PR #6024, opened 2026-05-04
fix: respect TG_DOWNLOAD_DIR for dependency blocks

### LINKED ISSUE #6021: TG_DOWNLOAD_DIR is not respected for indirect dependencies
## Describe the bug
■ ■ ■ ■ ■
**EXERCISE REQUIREMENTS:** Each line of the listing must be output once more, exactly as shown above.

**EXPECTED ANSWER:**
PR #6024, opened 2026-05-04
fix: respect TG_DOWNLOAD_DIR for dependency blocks

### LINKED ISSUE #6021: TG_DOWNLOAD_DIR is not respected for indirect dependencies
## Describe the bug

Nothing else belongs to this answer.